Fig. 5. Tumor and treatment promote myeloid cell remodeling.

a M2 macrophage content of TCGA UPS (by SIC) and murine sarcomas by CIBERSORTx. P values shown for SIC A-D, E, and primary tumors each vs transplant tumors by two-sided Wilcoxon test. Sample sizes as follows: SIC A (n = 6), SIC B (n = 21), SIC C (n = 7), SIC D (n = 9), SIC E (n = 17), primary (n = 8), and transplant (n = 4). b Frequency of PD-L1+ macrophages by CyTOF. Data show mean ± SEM, analyzed by three-way ANOVA. c tSNE plot of myeloid cell scRNA-seq subclustering from all tumor and treatment groups. For major clusters, legend lists tumor/treatment group(s) where each cluster is enriched and description. ISG, interferon-stimulated gene. d Distribution of myeloid cells, separated by tumor and treatment type. n = 4 tumors per group for transplant, n = 5 tumors per group for primary. e Expression levels of marker genes. f Distribution of myeloid cells from primary tumors treated with 20 Gy RT and isotype (left) or αPD-1 (n = 5 per group). g Pathways with significantly different activities per cell using GSVA between myeloid cells from primary tumors treated with αPD-1 and 20 Gy vs αPD-1 and 0 Gy (n = 25,811 cells analyzed). Pathways shown are significant at false-discovery rate <0.01. Source data are provided as a Source data file.

Fig. 6. Tumor and treatment promote lymphoid cell remodeling.
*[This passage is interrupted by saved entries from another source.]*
PR #65531, opened 2023-05-07
Duct tape rework

Karol1223:
#### Summary
None

#### Purpose of change
I really hated how duct tape spawned around in free-floating strips.

#### Describe the solution
- Duct tape has had a thorough weight and volume rebalance to fix the density
- Price adjusted to what I found on amazon
- Added a duct tape roll item on which duct tape will now spawn. It is non-reloadable and non-unloadable.
- Hopefully duct tape for sales in bike stores should no longer be used
- Reworked the duct tape recipe, described more in detail below:

**Duct tape recipe details**
- Will now use rubber cement in place of superglue
- Will now use cotton sheets or patchwork cotton sheets in place of cotton patches
- Will now use plastic sheets in place of plastic chunks (shockingly, one regular plastic sheet is enough for the recipe)
- Can no longer be learned from mechanic textbooks
- No longer uses filament requirement group
- Uses fabrication skill and not chemistry
- Makes 40 charges instead of a full roll
- Recipe uses the assumption that since the roll of duct tape the item is now based off is 2 inches in width, the cotton sheet used (12x24 inches per JSON comment) is cut into 6 2x24 inch strips resulting in total 4 yards of length (1 charge = 0.1yard; 4 yards = 40 charges). This equals to about 0.186m^2, and with the assumption that a plastic sheet is 0.2m^2 in surface (because large plastic sheets are 1.6m^2 and they disassemble into 8 normal plastic sheets) this actually means only one plastic sheet is necessary. In fact, some of the plastic would be wasted here.
- **NOTE: AMOUNT OF RUBBER CEMENT AND THE ENERGY IT TAKES IS UNCHANGED AS I DO NOT KNOW HOW TO VERIFY THESE NUMBERS!!!**

I really wanted to make it so hardware stores spawned only full rolls of duct tape but it's a matter of them using weird itemgroups so it's beyond my paygrade

#### Testing
Checked that it spawns properly and checked that it can indeed be used while on the roll


data/json/items/containers.json
```diff
@@ -3500,5 +3500,21 @@
       }
     ],
     "flags": [ "COLLAPSE_CONTENTS" ]
+  },
+  {
+    "id": "duct_tape_roll",
+    "type": "GENERIC",
+    "category": "container",
+    "name": { "str": "duct tape roll" },
+    "description": "A small cardboard roll with duct tape rolled around it.",
```
casswedson, line 3509: I would make this a generic "tape roll" "cardboard roll", not sure how you refer to those in english, that way it'd be easy to swap the contents for medical tape, toilet paper etc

a CD8+ T cell content of TCGA UPS by sarcoma immune class (SIC) and murine sarcomas by CIBERSORTx. P values shown for each group vs transplant tumors by two-sided Wilcoxon test. Sample sizes as follows: SIC A (n = 6), SIC B (n = 21), SIC C (n = 7), SIC D (n = 9), SIC E (n = 17), primary (n = 8), and transplant (n = 4). b Frequency of activated (Lag3+ Tim3+) CD8+ T cells by CyTOF. Data show mean ± SEM by two-way ANOVA. c Mice with transplant sarcomas received either αPD-1 or isotype control antibodies, αCD8 or isotype control, and 0 Gy (solid) or 20 Gy (dashed) when tumors reached >70 mm³. Surviving mice were censored 164 days after treatment (*P = 0.002). Sample sizes: Iso/Iso + 0 Gy n = 6, Iso/αCD8 + 0 Gy n = 9, αPD-1/Iso + 0 Gy n = 8, αPD-1/αCD8 + 0 Gy n = 9, Iso/Iso + 20 Gy n = 9, Iso/αCD8 + 20 Gy n = 7, αPD-1/Iso + 20 Gy n = 7, αPD-1/αCD8 + 20 Gy n = 10. d Mice with transplant sarcomas received either αPD-1 or isotype control antibodies, αCD4 or isotype control, and 0 Gy (solid) or 20 Gy (dashed) when tumors reached >70 mm³. Surviving mice were censored 100 days after treatment (*P = 0.002). Sample sizes: Iso/Iso + 0 Gy n = 13, Iso/αCD4 + 0 Gy n = 15, αPD-1/Iso + 0 Gy n = 15, αPD-1/αCD4 + 0 Gy n = 14, Iso/Iso + 20 Gy n = 13, Iso/αCD4 + 20 Gy n = 16, αPD-1/Iso + 20 Gy n = 14, αPD-1/αCD4 + 20 Gy n = 17. e tSNE plot of lymphoid cell scRNA-seq subclustering from all tumor and treatment groups. f Distribution of lymphoid cells, separated by tumor and treatment type. n = 4 tumors per group for transplant, n = 5 tumors per group for primary. g Expression levels of marker genes. h Pathways with significantly different activities per cell using GSVA between CD8+ T cells from untreated (isotype control) primary tumors versus transplant tumors (n = 2473 cells analyzed). Pathways shown are significant at false-discovery rate <0.01. For c and d, survival curves estimated using Kaplan–Meier method; pairwise significance determined by log-rank test and Bonferroni correction. Source data are provided as a Source data file.